━━━ Dataset records

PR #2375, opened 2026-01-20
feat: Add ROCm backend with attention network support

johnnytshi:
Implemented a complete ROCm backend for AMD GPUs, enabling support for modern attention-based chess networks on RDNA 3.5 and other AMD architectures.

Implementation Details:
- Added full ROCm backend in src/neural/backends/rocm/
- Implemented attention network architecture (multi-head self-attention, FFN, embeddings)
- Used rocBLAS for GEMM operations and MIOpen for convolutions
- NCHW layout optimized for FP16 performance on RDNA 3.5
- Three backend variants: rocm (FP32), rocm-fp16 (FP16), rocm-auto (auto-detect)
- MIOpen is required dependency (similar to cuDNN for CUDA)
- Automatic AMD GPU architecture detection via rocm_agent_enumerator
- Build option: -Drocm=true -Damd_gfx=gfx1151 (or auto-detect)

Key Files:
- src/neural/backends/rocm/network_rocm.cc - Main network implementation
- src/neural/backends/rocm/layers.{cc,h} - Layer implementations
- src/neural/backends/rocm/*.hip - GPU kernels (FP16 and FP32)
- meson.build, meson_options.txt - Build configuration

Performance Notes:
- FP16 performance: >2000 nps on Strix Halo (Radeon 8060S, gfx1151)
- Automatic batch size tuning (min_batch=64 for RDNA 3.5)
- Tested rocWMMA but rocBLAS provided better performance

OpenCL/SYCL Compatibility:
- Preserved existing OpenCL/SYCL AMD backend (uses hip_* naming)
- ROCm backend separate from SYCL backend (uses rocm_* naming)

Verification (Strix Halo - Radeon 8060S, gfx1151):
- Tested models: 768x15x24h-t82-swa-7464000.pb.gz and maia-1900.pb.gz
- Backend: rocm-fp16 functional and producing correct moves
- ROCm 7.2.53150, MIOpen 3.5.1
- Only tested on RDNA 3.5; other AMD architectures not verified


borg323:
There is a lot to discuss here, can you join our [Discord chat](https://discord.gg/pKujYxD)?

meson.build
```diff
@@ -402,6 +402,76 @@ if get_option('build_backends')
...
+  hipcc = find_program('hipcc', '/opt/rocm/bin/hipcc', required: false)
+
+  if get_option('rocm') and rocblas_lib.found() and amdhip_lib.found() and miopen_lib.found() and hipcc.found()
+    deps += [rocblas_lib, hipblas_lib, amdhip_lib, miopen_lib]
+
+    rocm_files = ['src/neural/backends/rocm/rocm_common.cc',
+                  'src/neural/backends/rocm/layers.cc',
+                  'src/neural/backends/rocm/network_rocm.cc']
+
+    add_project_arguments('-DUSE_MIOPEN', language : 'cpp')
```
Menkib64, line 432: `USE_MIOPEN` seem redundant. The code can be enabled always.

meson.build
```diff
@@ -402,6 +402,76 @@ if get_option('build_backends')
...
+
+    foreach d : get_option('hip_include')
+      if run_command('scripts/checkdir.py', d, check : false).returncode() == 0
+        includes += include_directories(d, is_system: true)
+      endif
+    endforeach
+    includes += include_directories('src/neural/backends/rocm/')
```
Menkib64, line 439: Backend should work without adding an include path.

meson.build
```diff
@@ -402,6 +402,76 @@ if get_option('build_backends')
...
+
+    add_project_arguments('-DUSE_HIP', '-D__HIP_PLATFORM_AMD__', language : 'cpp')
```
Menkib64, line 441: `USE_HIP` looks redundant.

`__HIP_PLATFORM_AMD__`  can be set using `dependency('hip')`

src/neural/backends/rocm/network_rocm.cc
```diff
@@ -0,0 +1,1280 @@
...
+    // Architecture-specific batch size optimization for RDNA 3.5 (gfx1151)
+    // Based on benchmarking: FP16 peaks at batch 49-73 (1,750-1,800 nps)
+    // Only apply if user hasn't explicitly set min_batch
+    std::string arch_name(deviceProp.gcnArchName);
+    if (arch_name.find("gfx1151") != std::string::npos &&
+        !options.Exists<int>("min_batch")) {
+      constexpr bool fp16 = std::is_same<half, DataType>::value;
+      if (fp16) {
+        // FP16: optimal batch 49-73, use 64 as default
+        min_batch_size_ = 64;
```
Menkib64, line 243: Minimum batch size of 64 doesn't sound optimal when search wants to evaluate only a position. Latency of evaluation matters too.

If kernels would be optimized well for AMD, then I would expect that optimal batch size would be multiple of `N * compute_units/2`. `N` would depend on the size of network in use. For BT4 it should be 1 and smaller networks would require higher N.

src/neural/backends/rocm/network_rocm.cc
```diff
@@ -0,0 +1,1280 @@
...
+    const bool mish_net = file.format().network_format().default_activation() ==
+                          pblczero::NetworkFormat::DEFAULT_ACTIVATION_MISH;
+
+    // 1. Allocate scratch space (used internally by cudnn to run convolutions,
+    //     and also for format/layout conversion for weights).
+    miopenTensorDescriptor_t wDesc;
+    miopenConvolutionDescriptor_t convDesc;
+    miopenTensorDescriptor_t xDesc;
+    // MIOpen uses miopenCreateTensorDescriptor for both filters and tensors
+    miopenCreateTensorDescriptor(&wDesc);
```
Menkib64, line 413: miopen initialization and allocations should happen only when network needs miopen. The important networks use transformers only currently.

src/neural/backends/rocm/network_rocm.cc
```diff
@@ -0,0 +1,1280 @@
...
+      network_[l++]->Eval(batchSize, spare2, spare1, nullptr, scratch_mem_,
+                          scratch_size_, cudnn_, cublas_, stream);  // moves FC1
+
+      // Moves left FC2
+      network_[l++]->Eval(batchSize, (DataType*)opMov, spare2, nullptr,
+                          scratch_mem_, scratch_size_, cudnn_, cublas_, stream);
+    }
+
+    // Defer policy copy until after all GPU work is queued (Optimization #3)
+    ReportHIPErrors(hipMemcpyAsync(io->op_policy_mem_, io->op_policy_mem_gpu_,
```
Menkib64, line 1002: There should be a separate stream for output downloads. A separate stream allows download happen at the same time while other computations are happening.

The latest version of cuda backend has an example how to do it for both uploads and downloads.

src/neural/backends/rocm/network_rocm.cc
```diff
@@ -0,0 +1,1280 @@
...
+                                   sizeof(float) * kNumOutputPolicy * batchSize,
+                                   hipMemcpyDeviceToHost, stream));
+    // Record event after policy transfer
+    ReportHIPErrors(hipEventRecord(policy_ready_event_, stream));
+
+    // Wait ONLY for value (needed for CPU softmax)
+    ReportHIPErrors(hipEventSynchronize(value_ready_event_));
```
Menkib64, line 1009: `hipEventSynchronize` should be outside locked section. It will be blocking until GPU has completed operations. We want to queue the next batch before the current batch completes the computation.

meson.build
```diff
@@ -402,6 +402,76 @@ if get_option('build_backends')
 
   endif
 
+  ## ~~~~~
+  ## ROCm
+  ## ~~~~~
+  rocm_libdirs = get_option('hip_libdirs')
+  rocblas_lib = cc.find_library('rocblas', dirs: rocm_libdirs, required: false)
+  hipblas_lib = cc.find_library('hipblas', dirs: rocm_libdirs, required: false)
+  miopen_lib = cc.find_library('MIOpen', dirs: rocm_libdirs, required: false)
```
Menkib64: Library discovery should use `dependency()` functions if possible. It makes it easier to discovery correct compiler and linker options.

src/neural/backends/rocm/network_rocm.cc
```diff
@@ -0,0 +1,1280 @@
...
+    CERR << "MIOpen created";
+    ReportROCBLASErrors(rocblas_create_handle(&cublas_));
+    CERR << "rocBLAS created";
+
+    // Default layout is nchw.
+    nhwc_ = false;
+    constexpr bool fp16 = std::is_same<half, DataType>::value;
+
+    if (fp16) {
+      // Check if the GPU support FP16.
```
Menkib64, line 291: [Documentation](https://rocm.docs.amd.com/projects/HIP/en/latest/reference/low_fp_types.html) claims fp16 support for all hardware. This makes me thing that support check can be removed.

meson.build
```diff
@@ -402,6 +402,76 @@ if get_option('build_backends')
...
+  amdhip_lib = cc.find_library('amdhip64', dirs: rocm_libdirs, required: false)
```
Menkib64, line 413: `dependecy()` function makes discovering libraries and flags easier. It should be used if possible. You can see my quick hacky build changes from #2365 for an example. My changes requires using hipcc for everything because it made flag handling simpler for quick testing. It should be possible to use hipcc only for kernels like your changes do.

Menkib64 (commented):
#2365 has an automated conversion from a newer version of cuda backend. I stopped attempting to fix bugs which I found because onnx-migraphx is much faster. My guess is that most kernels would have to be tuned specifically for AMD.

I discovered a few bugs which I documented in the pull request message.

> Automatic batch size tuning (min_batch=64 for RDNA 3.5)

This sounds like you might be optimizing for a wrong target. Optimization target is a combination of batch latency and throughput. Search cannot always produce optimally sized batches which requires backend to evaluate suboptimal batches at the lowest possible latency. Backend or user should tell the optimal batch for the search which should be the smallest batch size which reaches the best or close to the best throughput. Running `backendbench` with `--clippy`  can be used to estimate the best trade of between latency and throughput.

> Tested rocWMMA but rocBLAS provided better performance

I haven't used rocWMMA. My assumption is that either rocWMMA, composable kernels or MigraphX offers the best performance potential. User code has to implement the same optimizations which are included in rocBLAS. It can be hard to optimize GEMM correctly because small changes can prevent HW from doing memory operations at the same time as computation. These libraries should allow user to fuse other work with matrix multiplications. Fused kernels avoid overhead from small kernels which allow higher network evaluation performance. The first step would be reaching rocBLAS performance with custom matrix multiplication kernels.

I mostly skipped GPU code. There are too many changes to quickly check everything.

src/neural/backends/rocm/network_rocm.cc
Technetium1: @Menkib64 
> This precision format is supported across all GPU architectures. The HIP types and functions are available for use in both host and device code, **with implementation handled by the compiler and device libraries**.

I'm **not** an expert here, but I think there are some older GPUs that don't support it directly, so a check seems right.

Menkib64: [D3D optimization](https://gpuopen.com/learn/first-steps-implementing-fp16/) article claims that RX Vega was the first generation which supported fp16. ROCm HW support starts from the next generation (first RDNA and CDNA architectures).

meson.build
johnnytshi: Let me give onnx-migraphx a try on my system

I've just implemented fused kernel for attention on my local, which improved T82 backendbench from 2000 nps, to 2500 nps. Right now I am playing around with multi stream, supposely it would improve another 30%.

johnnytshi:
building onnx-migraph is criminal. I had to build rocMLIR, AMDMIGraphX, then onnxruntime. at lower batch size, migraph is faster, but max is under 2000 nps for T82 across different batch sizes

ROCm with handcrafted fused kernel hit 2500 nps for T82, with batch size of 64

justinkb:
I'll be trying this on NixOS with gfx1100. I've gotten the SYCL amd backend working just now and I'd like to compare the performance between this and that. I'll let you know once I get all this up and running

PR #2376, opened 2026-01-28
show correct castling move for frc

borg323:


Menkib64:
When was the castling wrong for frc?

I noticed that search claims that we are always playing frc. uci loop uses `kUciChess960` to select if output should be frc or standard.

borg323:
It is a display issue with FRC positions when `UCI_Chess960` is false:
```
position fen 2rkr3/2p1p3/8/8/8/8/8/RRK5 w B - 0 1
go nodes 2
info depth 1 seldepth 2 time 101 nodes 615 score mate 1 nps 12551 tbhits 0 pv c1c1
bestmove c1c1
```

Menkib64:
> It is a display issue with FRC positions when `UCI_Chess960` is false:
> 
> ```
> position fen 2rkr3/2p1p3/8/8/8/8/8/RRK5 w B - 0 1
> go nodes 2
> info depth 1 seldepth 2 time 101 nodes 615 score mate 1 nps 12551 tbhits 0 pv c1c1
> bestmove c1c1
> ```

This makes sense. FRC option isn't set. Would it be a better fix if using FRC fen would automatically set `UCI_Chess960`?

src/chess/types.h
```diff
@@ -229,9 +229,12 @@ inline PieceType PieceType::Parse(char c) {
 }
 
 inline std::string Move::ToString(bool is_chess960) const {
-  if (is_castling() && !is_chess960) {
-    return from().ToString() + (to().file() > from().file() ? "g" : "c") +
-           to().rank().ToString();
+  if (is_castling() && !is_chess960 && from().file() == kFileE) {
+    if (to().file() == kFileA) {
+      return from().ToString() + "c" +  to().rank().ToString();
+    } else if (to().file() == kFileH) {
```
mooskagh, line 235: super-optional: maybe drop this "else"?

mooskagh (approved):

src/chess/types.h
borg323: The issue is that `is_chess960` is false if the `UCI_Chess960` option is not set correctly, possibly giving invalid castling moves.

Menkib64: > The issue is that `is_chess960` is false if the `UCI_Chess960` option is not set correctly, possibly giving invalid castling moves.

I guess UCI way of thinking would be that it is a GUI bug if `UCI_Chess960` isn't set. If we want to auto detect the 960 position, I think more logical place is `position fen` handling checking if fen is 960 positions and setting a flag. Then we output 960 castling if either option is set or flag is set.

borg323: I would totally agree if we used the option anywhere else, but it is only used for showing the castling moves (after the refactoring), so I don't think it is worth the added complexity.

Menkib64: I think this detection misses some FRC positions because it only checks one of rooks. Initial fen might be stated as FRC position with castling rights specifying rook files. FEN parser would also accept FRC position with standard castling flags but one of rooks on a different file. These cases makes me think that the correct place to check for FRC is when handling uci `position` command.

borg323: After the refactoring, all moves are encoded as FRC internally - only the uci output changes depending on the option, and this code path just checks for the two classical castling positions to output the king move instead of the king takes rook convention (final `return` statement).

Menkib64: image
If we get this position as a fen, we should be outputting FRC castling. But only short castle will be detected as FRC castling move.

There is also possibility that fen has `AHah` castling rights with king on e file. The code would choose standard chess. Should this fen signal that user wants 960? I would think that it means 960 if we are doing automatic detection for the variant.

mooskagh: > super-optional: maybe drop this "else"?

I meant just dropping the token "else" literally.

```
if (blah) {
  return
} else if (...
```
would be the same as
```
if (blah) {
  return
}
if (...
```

━━━━━━

## Brief
Starting at the first line of the records, print each line exactly, stopping after the line that contains "Implemented a complete".

## Task output
PR #2375, opened 2026-01-20
feat: Add ROCm backend with attention network support

johnnytshi:
Implemented a complete ROCm backend for AMD GPUs, enabling support for modern attention-based chess networks on RDNA 3.5 and other AMD architectures.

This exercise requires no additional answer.